Studio album by Cindy Wilson
- Released: December 1, 2017
- Studio: The Space Station, Athens, GA
- Genre: Synth-pop, dance, electronica, pop, melodic electronica, psychedelic electronic music
- Length: 38:08
- Label: Kill Rock Stars
- Producer: Suny Lyons

Cindy Wilson chronology
| Supernatural (2017) | Change (2017) | Realms (2023) |

= Change (Cindy Wilson album) =

Change is the debut solo album by Cindy Wilson of the B-52's. Crowdfunded by PledgeMusic, it’s her third solo effort after the release of two EPs: Sunrise (released in September 2016) and Supernatural (released in February 2017).

Wilson has stated that she had been working on the album for several years with her solo band, first as a collaboration for gigs and then a more consistent project. Change features ten tracks, consisting of eight original compositions and two covers (New Colony Six’s “Things I’d Like to Say” and Oh-OK’s “Brother”).

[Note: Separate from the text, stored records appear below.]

PR #3010, opened 2023-02-16
river/diag: fix issue with multiline diagnostic printing

rfratto:
An extra `|` character was being accidentally injected when printing multiline diagnostics if the column on the starting range was 1.

Before the fix (notice there is an extra `|` on line 28):

    27 |
    28 | | prometheus.scrape "default" {
       |  _^^^^^^^^^^^^^^^^^^^^^^^^^^^^^
    29 | |     targets    = prometheus.integration.node_exporter.targets
    30 | |     forward_to = [prometheus.remote_write.default.receiver]
    31 | | }
       | |_^
    32 |

After the fix (notice that the extra `|` has been removed):

    27 |
    28 |   prometheus.scrape "default" {
       |  _^^^^^^^^^^^^^^^^^^^^^^^^^^^^^
    29 | |     targets    = prometheus.integration.node_exporter.targets
    30 | |     forward_to = [prometheus.remote_write.default.receiver]
    31 | | }
       | |_^
    32 |


mattdurham (approved):
LGTM

ptodev (approved):

PR #3013, opened 2023-02-16
loki.echo: new Flow component

### LINKED ISSUE #2736: flow: Better trouleshooting for `loki` pipelines
To troubleshoot a Loki pipeline, it might be useful to mimic Promtail's dry-run mode. 

One way to go about it would be to have a `loki.stdout` component that other components could forward entries to and allow the users to inspect the logs flowing in real time.

This has one crucial difference to Promtail's dry-run mode, where the positions file is _not_ updated, so when Promtail runs in its normal mode again, the entries will be re-read and passed through the pipeline. If we wanted to also add support for this, it would need to be at the tailers level, eg. with a new Argument on the `loki.source.file` component.

rfratto:
Introduce a new Flow component, `loki.echo`, which accepts logs from other `loki` components and writes the entries to stdout.

Closes #2736. 

Credit to @tpaschalis for the original component, I just added the changelog entry and the documentation. 

## Previous renaming discussion 

This component was originally called `loki.stdout`, and included the following discussion:

While I think this component is immediately useful, especially for debugging, I'm a little worried about its longevity. I can imagine that it might be useful to explicitly specify a file to write to (like `/dev/stdout` or `/dev/stderr`), or even have the component append to a real file on disk. 

If we want to be able to do the above, then I'm not sure `loki.stdout` is the best name; maybe `loki.debug`, `loki.echo`, or `loki.tee` (if it was possible to write to more than one file)? 

As noted by @tpaschalis in #2736, the positions file would get updated when using `loki.stdout`. One alternative way to handle this in the future would be to change the semantics of when the positions file gets updated, where the positions file only gets updated for sent entries, and sending an entry returns a signal for whether the positions file should be updated.

### DIFF
--- a/CHANGELOG.md
+++ b/CHANGELOG.md
@@ -30,7 +30,7 @@ Main (unreleased)
 
   - `loki.source.docker` reads logs from Docker containers and forwards them to
     other `loki` components. (@tpaschalis)
-  - `loki.stdout` writes received logs to stdout. (@tpaschalis, @rfratto)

Although it did not chart on any major charts, critics praised the low-tempo synth electronica direction that Wilson took on this release and the album achieved a 74% positive score on Metacritic. An official video was released for "Brother".

==Track listing==

Change track listing
| No. | Title | Writer(s) | Length |
|---|---|---|---|
| 1. | "People Are Asking" |  | 3:33 |
| 2. | "Stand Back Time" |  | 4:23 |
| 3. | "No One Can Tell You" |  | 3:40 |
| 4. | "Change" |  | 3:12 |
| 5. | "Mystic" |  | 3:42 |
| 6. | "Things I'd Like To Say" | Ronald Rice | 5:00 |
| 7. | "Sunrise" |  | 3:27 |
| 8. | "On The Inside" |  | 4:31 |
| 9. | "Brother" | Carol Levy, Mark Rizzo | 2:53 |
| 10. | "Memory" |  | 3:43 |

==Singles==
1. Mystic (2017). Promo single, digital and physical CDs sent to radio.
2. No One Can Tell You (2017). Promo single, digital and physical CDs sent to radio.
3. Brother (2017). Promo single, digital and physical CDs sent to radio. It featured an official music video.
4. On The Inside (2017). Promo single, digital and physical CDs sent to radio.
5. No One Can Tell You/Ballistic (Live From PressureDrop.tv) (2018). Limited 7" (300 copies). Video recordings of both tracks are available on YouTube.